The US may be headed for an earnings recession+, but compared to the rest of the world, profits remain exceptionally robust.
That was one message from SocGen’s Andrew Lapthorne, who on Monday noted that while earnings growth estimates for this year may look subdued, that’s more “a function of mean reversion following 2022 downgrades” than it is analysts factoring in a downturn, let alone an outright recession.
Thanks to what Lapthorne aptly described as “an extraordinary surge” following the drop seen in and around the original pandemic lockdowns, earnings in the US are now completely untethered.
Note that the trend in the US was already far steeper than that seen globally, a manifestation, no doubt, of both American corporate exceptionalism, buybacks and relatedly, shareholder capitalism taken to its (il)logical extreme.

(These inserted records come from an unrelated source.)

PR #1027, opened 2026-02-02
Fixes #1028, try to make compiler summary message usable instead of obscure aggregates

### LINKED ISSUE #1028: DiagnosticListener summary message is obscur and misleading
### Affected version

4.0.0-beta-4

### Bug description

Current messages always logs:

- an aggregate
- code instead of pseudo english messages to be understandable
- is always logged whereas messages are already logged so if people care they have what they need, aggregate can be a fun way to encourage people to fix it but actually just having the log is sufficient in 99% of the case and it avoids the duplication

goal here is to

- make configurabe the output
- try to display more meaningful messages

rmannibucau:

### DIFF
--- a/src/main/java/org/apache/maven/plugin/compiler/AbstractCompilerMojo.java
+++ b/src/main/java/org/apache/maven/plugin/compiler/AbstractCompilerMojo.java
@@ -1244,7 +1244,7 @@ public abstract class AbstractCompilerMojo implements Mojo {
      * @throws MavenException if an error occurred while fetching dependencies
      */
     public ToolExecutor createExecutor(DiagnosticListener<? super JavaFileObject> listener) throws IOException {
-        var executor = new ToolExecutor(this, useOrCreateListener(listener));
+        var executor = new ToolExecutor(this, listener);
         if (!(targetOrReleaseSet || executor.isReleaseSpecifiedForAll())) {
             MessageBuilder mb = messageBuilderFactory
                     .builder()
--- a/src/main/java/org/apache/maven/plugin/compiler/AbstractCompilerMojo.java
+++ b/src/main/java/org/apache/maven/plugin/compiler/AbstractCompilerMojo.java
@@ -885,6 +885,16 @@ public abstract class AbstractCompilerMojo implements Mojo {
     @Parameter(property = "maven.compiler.maxmem")
     protected String maxmem;
 
+    /**
+     * Should maven log a summary of compiler messages (if any) by type.
+     * When there are a lot of messages of the same type (unchecked, deprecation etc),
+     * it can make the output more readable.
+     *
+     * @since 4.0.0-beta-5
+     */
+    @Parameter(property = "maven.compiler.messageLogType", defaultValue = "COMPILER")
+    protected MessageLogType messageLogType;
+
     // ----------------------------------------------------------------------
     // Read-only parameters
     // ----------------------------------------------------------------------
@@ -1227,14 +1237,14 @@ public abstract class AbstractCompilerMojo implements Mojo {
      * Therefore, the executor can safely be executed in a background thread,
      * provided that the {@link #logger} is thread-safe.
      *
-     * @param listener where to send compilation warnings, or {@code null} for the Maven logger
+     * @param listener where to send compilation messages, or {@code null} for the Maven logger
      * @return the task to execute for compiling the project using the configuration in this <abbr>MOJO</abbr>
      * @throws MojoException if this method identifies an invalid parameter in this <abbr>MOJO</abbr>
      * @throws IOException if an error occurred while creating the output directory or scanning the source directories
      * @throws MavenException if an error occurred while fetching dependencies
      */
     public ToolExecutor createExecutor(DiagnosticListener<? super JavaFileObject> listener) throws IOException {
-        var executor = new ToolExecutor(this, listener);
+        var executor = new ToolExecutor(this, useOrCreateListener(listener));
         if (!(targetOrReleaseSet || executor.isReleaseSpecifiedForAll())) {
             MessageBuilder mb = messageBuilderFactory
                     .builder()
@@ -1246,6 +1256,18 @@ public abstract class AbstractCompilerMojo implements Mojo {
             logger.warn(mb.build());
         }
         return executor;
+    }
+
+    /**
+     * Simple utility to enforce a listener.
+     * @param listener caller provided listener.
+     * @return user listener if not null else maven internal one.
+     */
+    private DiagnosticListener<? super JavaFileObject> useOrCreateListener(
+            final DiagnosticListener<? super JavaFileObject> listener) {
+        return listener == null
+                ? new DiagnosticLogger(logger, messageBuilderFactory, null, project.getRootDirectory(), messageLogType)
+                : listener;
     }
 
     /**
@@ -1370,7 +1392,7 @@ public abstract class AbstractCompilerMojo implements Mojo {
      */
     @SuppressWarnings("UseSpecificCatch")
     private void compile(final JavaCompiler compiler, final Options configuration) throws IOException {
-        final ToolExecutor executor = createExecutor(null);
+        final ToolExecutor executor = createExecutor(useOrCreateListener(null));
         if (!executor.applyIncrementalBuild(this, configuration)) {
             return;
         }
--- a/src/main/java/org/apache/maven/plugin/compiler/DiagnosticLogger.java
+++ b/src/main/java/org/apache/maven/plugin/compiler/DiagnosticLogger.java
@@ -21,17 +21,21 @@ package org.apache.maven.plugin.compiler;
 import javax.tools.Diagnostic;
 import javax.tools.DiagnosticListener;
 import javax.tools.JavaFileObject;
+import javax.tools.ToolProvider;
 
 import java.nio.file.Path;
-import java.util.Arrays;
 import java.util.LinkedHashMap;
 import java.util.Locale;
 import java.util.Map;
 import java.util.Optional;
+import java.util.ResourceBundle;
+import java.util.function.Consumer;
 
 import org.apache.maven.api.plugin.Log;
 import org.apache.maven.api.services.MessageBuilder;
 import org.apache.maven.api.services.MessageBuilderFactory;
+
+import static java.util.Optional.ofNullable;
 
 /**
  * A Java compiler diagnostic listener which send the messages to the Maven logger.
@@ -60,6 +64,11 @@ final class DiagnosticLogger implements DiagnosticListener<JavaFileObject> {
     private final Path directory;
 
     /**
+     * Type of output of the logger.
+     */
+    private final MessageLogType logType;
+
+    /**
      * Number of errors or warnings.
      */
     private int numErrors, numWarnings;
@@ -77,23 +86,30 @@ final class DiagnosticLogger implements DiagnosticListener<JavaFileObject> {
     /**
      * Creates a listener which will send the diagnostics to the given logger.
      *
-     * @param logger the logger where to send diagnostics
+     * @param logger                the logger where to send diagnostics
      * @param messageBuilderFactory the factory for creating message builders
-     * @param locale the locale for compiler message
-     * @param directory the base directory with which to relativize the paths to source files
+     * @param locale                the locale for compiler message
+     * @param directory             the base directory with which to relativize the paths to source files
+     * @param logType               output flavor
      */
-    DiagnosticLogger(Log logger, MessageBuilderFactory messageBuilderFactory, Locale locale, Path directory) {
+    DiagnosticLogger(
+            Log logger,
+            MessageBuilderFactory messageBuilderFactory,
+            Locale locale,
+            Path directory,
+            MessageLogType logType) {
         this.logger = logger;
         this.messageBuilderFactory = messageBuilderFactory;
         this.locale = locale;
         this.directory = directory;
+        this.logType = logType;
         codeCount = new LinkedHashMap<>();
     }
 
     /**
      * Makes the given file relative to the base directory.
      *
-     * @param  file  the path to make relative to the base directory
+     * @param file the path to make relative to the base directory
      * @return the given path, potentially relative to the base directory
      */
     private String relativize(String file) {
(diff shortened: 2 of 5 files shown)


src/main/java/org/apache/maven/plugin/compiler/ToolExecutor.java
```diff
@@ -72,11 +73,6 @@
  * @author Martin Desruisseaux
  */
 public class ToolExecutor {
-    /**
-     * The locale for diagnostics, or {@code null} for the platform default.
-     */
-    private static final Locale LOCALE = null;
-
```
desruisseaux, line 79: While this constant is null for now, its purpose is to make easier to find locale-sensitive codes in the future if we want to take locale in account. It may not happen in near term, but if it happens in the future, I would search for `Locale` or `LOCALE` on the whole code base.

src/main/java/org/apache/maven/plugin/compiler/AbstractCompilerMojo.java
```diff
@@ -885,6 +885,16 @@ final void amendincrementalCompilation(EnumSet<IncrementalBuild.Aspect> aspects,
...
+    /**
+     * Should maven log a summary of compiler messages (if any) by type.
+     * When there are a lot of messages of the same type (unchecked, deprecation etc),
+     * it can make the output more readable.
+     *
+     * @since 4.0.0-beta-5
+     */
+    @Parameter(property = "maven.compiler.messageLogType", defaultValue = "COMPILER")
+    protected MessageLogType messageLogType;
+
```
desruisseaux, line 897: Could we use logger configuration instead of introducing a new plugin parameter? Currently, we use dependency injection like below, where `Log` is `org.apache.maven.api.plugin.Log`:

```java
@Inject
protected Log logger;
```

I think that each plugin should use a named logger. With https://github.com/apache/maven/pull/11685 recently merged, I would check if using `System.getLogger("org.apache.maven.compiler")` produces the desired output. If it works, then I suggest to drop `org.apache.maven.api.plugin.Log` and use system loggers or `java.util.logging` instead. Then:

* "org.apache.maven" would be the parent logger in Maven core and all plugins.
* "org.apache.maven.compiler" would be the logger for Maven Compiler Plugin.
* "org.apache.maven.compiler.summary" (or something else, proposal welcome) could be the logger for summary.

Logging can be configured in a logging framework specific way, but we could also add a `<logging>` section in the POM 4.1 model. We need to address Maven logging verbosity anyway, not just for the compiler plugin.

src/main/java/org/apache/maven/plugin/compiler/MessageLogType.java
```diff
@@ -0,0 +1,34 @@
...
+     */
+    ALL,
+    /**
+     * 1-1 between output and compiler messages.
+     */
+    COMPILER,
+    /**
+     * Only the summary.
+     */
+    SUMMARY,
```
desruisseaux, line 33: This mode duplicates the `-Xlint:none` compiler option. More generally, this enumeration duplicates logging configuration. See [above comment](https://github.com/apache/maven-compiler-plugin/pull/1027/changes#r2753718206) about an alternative that may be explored.

src/main/java/org/apache/maven/plugin/compiler/ToolExecutor.java
```diff
@@ -222,12 +218,8 @@ public class ToolExecutor {
     protected ToolExecutor(final AbstractCompilerMojo mojo, DiagnosticListener<? super JavaFileObject> listener)
             throws IOException {
 
+        this.listener = requireNonNull(listener, "DiagnosticListener can't be null in ToolExecutor");
```
desruisseaux, line 221: With this change, we are forcing all callers to create the `DiagnosticListener` themselves instead of creating the default instance in one single place. A `useOrCreateListener` method was added in another change, but it forgot that `ToolExecutor` is extended by `ToolExecutorForTest`. The latter is now broken (**EDIT:** with a second though, it is not broken because of a duplicated call to `useOrCreateListener` in the private `compiler` method).

If the goal was to access the `messageLogType` field, it was not necessary to move this code. It can be accessed as `mojo.messageLogType`.

src/main/java/org/apache/maven/plugin/compiler/AbstractCompilerMojo.java
```diff
@@ -1370,7 +1392,7 @@ public Options parseParameters(final OptionChecker compiler) {
      */
     @SuppressWarnings("UseSpecificCatch")
     private void compile(final JavaCompiler compiler, final Options configuration) throws IOException {
-        final ToolExecutor executor = createExecutor(null);
+        final ToolExecutor executor = createExecutor(useOrCreateListener(null));
```
desruisseaux, line 1395: This call to `useOrCreateListener` duplicates the same call done in `createExecutor`.

**EDIT:** with a second though, it is a duplication for the main code, but not for `TestCompilerMojo`.

src/main/java/org/apache/maven/plugin/compiler/AbstractCompilerMojo.java
```diff
@@ -1248,6 +1258,18 @@ public ToolExecutor createExecutor(DiagnosticListener<? super JavaFileObject> li
...
     }
 
+    /**
+     * Simple utility to enforce a listener.
+     * @param listener caller provided listener.
+     * @return user listener if not null else maven internal one.
+     */
+    private DiagnosticListener<? super JavaFileObject> useOrCreateListener(
+            final DiagnosticListener<? super JavaFileObject> listener) {
+        return listener == null
```
desruisseaux, line 1268: I prefer that we keep this construction inside `ToolExecutor` as today, in order to have a single place where the default listener is constructed. It would avoid my confusion in [this](https://github.com/apache/maven-compiler-plugin/pull/1027/changes#r2753790894) and [this](https://github.com/apache/maven-compiler-plugin/pull/1027/changes#r2753796792) comment.

src/main/java/org/apache/maven/plugin/compiler/ToolExecutor.java
rmannibucau: I understand but as of today it is more misleading since it looks like it is supported and buggy cause injected statically whereas it is dead code so I preferred to drop it

src/main/java/org/apache/maven/plugin/compiler/AbstractCompilerMojo.java
rmannibucau: I thought about that and rational was that this is a behavior you want to have and not logger related, this is closer to an "output format" than a channel with a log level. Also think it would be a bad practise to abuse logger as we did abuse type in terms of design cause loggers are intended for output management and not for output formatting/content selection primarily - even if we can always workaround things.

so think we are good this way

src/main/java/org/apache/maven/plugin/compiler/MessageLogType.java
rmannibucau: I dont understand that at all:

* logging -> see previous answer
* duplication -> it is already the case, if you dislike it I'm happy to drop summary feature at all too, it fixes current issues

src/main/java/org/apache/maven/plugin/compiler/ToolExecutor.java
rmannibucau: yes but I think it is cleaner to ensure we have a listener and avoid to rely on mojo there
the issue having the default there is that it makes the code particular to a single use case
I hesitate to drop tool executor to bring it back in the abstract mojo to keep the coupling

long story short, I think it doesn't change much thing even if we should probably clean up the tool executor coupling and keep it more generic (as plexus was before)

src/main/java/org/apache/maven/plugin/compiler/DiagnosticLogger.java
```diff
@@ -191,50 +211,93 @@ Optional<String> firstError(Throwable cause) {
...
-    /**
-     * Appends the count of warnings or errors, making them plural if needed.
-     */
-    private static void writeCount(MessageBuilder message, String patternForCount, int count, String name) {
-        message.newline();
-        message.format(patternForCount, count, name);
-        if (count > 1) {
-            message.append('s');
+    // we mainly know the one for javac as of today, this impl is best effort
+    private ResourceBundle tryGetCompilerBundle() {
```
desruisseaux, line 273: This is very specific to the implementation details of the OpenJDK compiler, and I don't think that it will work in JPMS context (access to non-exported resources are blocked by the JVM). It is not exactly the desired properties file anyway, because the values are for example _"{0} uses or overrides a deprecated API"_ and we have nothing to provide for the `{0}` part. We may have to provide our own `.properties` file. It would cover only a subset of the messages, but we could cover the most common ones.

src/main/java/org/apache/maven/plugin/compiler/AbstractCompilerMojo.java
rmannibucau: just tried to deduplicate the useOrCreateListener call

src/main/java/org/apache/maven/plugin/compiler/DiagnosticLogger.java
rmannibucau: > I don't think that it will work in JPMS context

It does in our context, give it a try

> It is not exactly the desired properties file anyway

Not sure what you mean cause it is literally the pattern message for the code you used :thinking: , so the intent and since it is an aggregation we don't want to fill the placeholders there, but at least the user sees something readable

src/main/java/org/apache/maven/plugin/compiler/ToolExecutor.java
desruisseaux: It is neither buggy nor misleading. It is supported: if someone puts a value different then null, it will be taken in account. The fact that it is `static final` clearly indicates that it is not configurable yet. It is not dead code, it is a constant in the same was as if we defined a constant of 0. Please revert.

src/main/java/org/apache/maven/plugin/compiler/AbstractCompilerMojo.java
desruisseaux: This is not output formatting, but output filtering, which is in scope of logger's configuration.

src/main/java/org/apache/maven/plugin/compiler/MessageLogType.java
desruisseaux: With this pull request, in `DiagnosticListener.report` if the mode is `SUMMARY`, the compiler error or warning is not logged. This is equivalent to running `javac` with `-Xlint:none` option, which disable all warnings.

One difference between `SUMMARY` and `-Xlint:none` is that `SUMMARY` disables not only the warnings but also the errors, which is probably not desired.

src/main/java/org/apache/maven/plugin/compiler/DiagnosticLogger.java
desruisseaux: > It does in our context, give it a try

Yes but this is not a JPMS context. While Maven is not yet modularized, this is one of my long term goal.

> Not sure what you mean cause it is literally the pattern message for the code you used

Yes but with parameters that we don't have when writing a summary. The "_{0} uses or overrides a deprecated API"_ is a message reported when one particular class or method use a deprecated API, and "{0}" is the name of that class or method. But when we write the summary, we are saying that (for example) this warnings occurred 100 times. We have no particular class or method that we can insert in the "{0}" part.

src/main/java/org/apache/maven/plugin/compiler/ToolExecutor.java
rmannibucau: I didnt say it was buggy but it looks like that - was my first thought checking the code.

> if someone puts a value different then null, it will be taken in account

then it will be a bug so we must not do it, it can be acceptable to make it not static but it would stay dead code cause it is never written - doesn't idea warns about it btw, it should?

So think it is really safer and saner to not do it until we do it cleanly cause it will also require to handle locale configuration and think about doing it globally or per execution.

src/main/java/org/apache/maven/plugin/compiler/AbstractCompilerMojo.java
rmannibucau: filtering for a logger is only the level which doesn't apply well at all there

agree "formatting" is poor from a semantic point of view but still, it doesn't match logger design

also think we should stick to logger=class until we abuse MDC globally which is not needed there and would require a lot of rework

src/main/java/org/apache/maven/plugin/compiler/MessageLogType.java
rmannibucau: it disables the details yes and if you have an error you rerun with `-D` to see it, think it matches more the summary use case than the opposite

I'm also not sure you're right saying it is equivalent to `-Xlint:none` since summary will be empty with that as well, no? :thinking:

src/main/java/org/apache/maven/plugin/compiler/DiagnosticLogger.java
rmannibucau: > While Maven is not yet modularized, this is one of my long term goal.

hmm, there is no consensus on that so tempted to say it will not happen so it is ok, worse case it would be easy to make it working too so not a blocker IMHO

src/main/java/org/apache/maven/plugin/compiler/ToolExecutor.java
desruisseaux: > then it will be a bug so we must not do it, it can be acceptable to make it not static but it would stay dead code

If someone puts `Locale.JAPANESE`, some texts will appear in Japanese, which is the expected behaviour, not a bug. It is not dead code neither, it is the declaration of a constant (for now), and `null` is a perfectly valid constant value.

Configuration may come in the future, which is precisely the reason why this constant is defined: if some day we want to support `Locale` configuration, we will just need to remove the `static final` part. The purpose of this constant is to save time in the future by avoiding the need to search where a locale is used. With the change in this pull request, `LOCALE` is replaced by `null` in method call arguments. It is not easy to guess by reading the code that the argument was a locale. With the `LOCALE` constant, it is obvious.

Please revert. It is not because the value of a constant is zero or null that it is dead code.

src/main/java/org/apache/maven/plugin/compiler/AbstractCompilerMojo.java
desruisseaux: > filtering for a logger is only the level

In `java.util.logging`, filtering is also by logger name. Filtering is also by handler (different filtering for logs sent to the console or logs sent to a file). I never use SLF4J, but I presume that it has the same capability than `java.util.logging`. If we use system logging, it will delegate either to `java.util.logging`  (default), or to SLF4J, therefore is would have this capability as well.

> also think we should stick to logger=class

`java.util.logging` uses a more generic term, "subsystem", with a recommendation to base it on the package name or class name. In other words, the logger name should indeed starts at least with the package name, but there is some flexibility for what come after the package name.

src/main/java/org/apache/maven/plugin/compiler/ToolExecutor.java
desruisseaux: > yes but I think it is cleaner to ensure we have a listener

`DiagnosticListener` is used only by `javax.tools.JavaCompiler` in tasks that are created only by `ToolExecutor`. The logic was that the `ToolExecutor` constructor is a mandatory passage before the listener is used, therefore creating a default listener in `ToolExecutor` constructor guarantees that we have a listener in the class that needs it. By contrast, `AbstractCompilerMojo` does nothing with the listener.

src/main/java/org/apache/maven/plugin/compiler/DiagnosticLogger.java
desruisseaux: > hmm, there is no consensus on that so tempted to say it will not happen so it is ok, worse case it would be easy to make it working too

Agree that modularizing Maven is not on the agenda soon. However, it will not be easy at all to make the pull request works in that case. It will be blocked by the JVM, unless we put `--add-opens` options in the Maven launch script, which is strongly discouraged except for testing. Generally, using internal API is discouraged even in a non-JPMS world, and it is precisely for avoiding such practices that JPMS makes it hard.

Furthermore, we still have the issue of resource strings not applicable (the problem of having no value to supply in "{0}" emplacements).

src/main/java/org/apache/maven/plugin/compiler/AbstractCompilerMojo.java
```diff
@@ -885,6 +885,16 @@ final void amendincrementalCompilation(EnumSet<IncrementalBuild.Aspect> aspects,
     @Parameter(property = "maven.compiler.maxmem")
     protected String maxmem;
 
+    /**
+     * Should maven log a summary of compiler messages (if any) by type.
```
elharo, line 889: Summarize compiler messages by type.

src/main/java/org/apache/maven/plugin/compiler/AbstractCompilerMojo.java
```diff
@@ -885,6 +885,16 @@ final void amendincrementalCompilation(EnumSet<IncrementalBuild.Aspect> aspects,
...
+     * When there are a lot of messages of the same type (unchecked, deprecation etc),
+     * it can make the output more readable.
```
elharo, line 891: it can make --> this makes

src/main/java/org/apache/maven/plugin/compiler/AbstractCompilerMojo.java
elharo: I tend to think this belongs in Maven, not the logger

src/main/java/org/apache/maven/plugin/compiler/AbstractCompilerMojo.java
```diff
@@ -1248,6 +1258,18 @@ public ToolExecutor createExecutor(DiagnosticListener<? super JavaFileObject> li
         return executor;
     }
 
+    /**
+     * Simple utility to enforce a listener.
+     * @param listener caller provided listener.
```
elharo, line 1263: blank line

src/main/java/org/apache/maven/plugin/compiler/DiagnosticLogger.java
```diff
@@ -118,63 +134,67 @@ public void report(Diagnostic<? extends JavaFileObject> diagnostic) {
...
+            MessageBuilder record = messageBuilderFactory.builder();
+            record.a(message);
+            JavaFileObject source = diagnostic.getSource();
+            Diagnostic.Kind kind = diagnostic.getKind();
+            String style;
+            switch (kind) {
+                case ERROR:
+                    style = ".error:-bold,f:red";
+                    break;
+                case MANDATORY_WARNING:
```
elharo, line 147: fallthrough is error prone

elharo (changes requested):

slachiewicz:
The last CI run on this branch was 2026-02-02, and GitHub has deleted the logs since, so there's no way to tell whether the change still builds against master.

A rebase triggers a fresh run and makes the state readable again. If you'd rather not carry it forward, closing is equally useful — the PR isn't being ignored, it's unreadable.

*This comment was created with AI assistance.*

src/main/java/org/apache/maven/plugin/compiler/DiagnosticLogger.java
desruisseaux: When two `case` are next to each other with no code between them, the intend is considered clear enough that the compiler does not emit any "fallthrough" warning. This is equivalent to `case MANDATORY_WARNING, WARNING -> (…some code…)` in the newer syntax.

desruisseaux:
This pull request has not been merged yet for the following reasons:

* It removes the `LOCALE` constant, while I would like to keep it. It is not because this constant is set to the `null` value that it is dead code. Replacing `null` by `Locale.JAPANESE` (for example) would have the expected effect: localize some messages to Japanese. Even if we are unlikely to change the `null` value to something else, the `LOCALE` constant is still useful for spotting easily the places where localization happens.
* It introduces a new configuration parameter (`messageLogType`) with a new enumeration (`MessageLogType`), which I think overlaps with the configuration of logging framework. Especially since Guillaume has done work on Maven logging recently, I think we should try to reftrofit this feature as configuration of the logging framework.
* It contains a `tryGetCompilerBundle()` which is very specific to JDK internal and which will be blocked by the JVM if Maven is modularized some day. I saw that Guillame has already done some modularisation experiments.

rmannibucau:
guess it is totally superseeded by recent changes so closing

What’s behind the resilience? Well, part of it is elevated sales or, more to the point, pricing power. “US companies seem to be benefiting more from inflation than in Europe,” Lapthorne went on, citing very high sales growth over the past three years in the US versus the pre-pandemic average and also compared to Europe.
If US companies are indeed benefiting from inflation, and the Fed needs to cool that very same inflation, the read-through of this conjuncture is straightforward. Or at least if you ask SocGen’s quants.
Robust US corporate profitability may be “incompatible” with a Fed pause. As Lapthorne put it, “a logical conclusion is that… for the Fed to pivot or indeed be successful, US corporates need to be far less profitable.”
It certainly took little time or encouragement for US firms to take their share of the consumer Covid stimulus money. US companies haven’t had this much pricing power in a long time. Some of the benefits were absorbed by producer and commodity input price increases, but on the whole producers of final goods and services have been making out quite well. It does seem, however that the bell is starting to toll. The next six months will be interesting.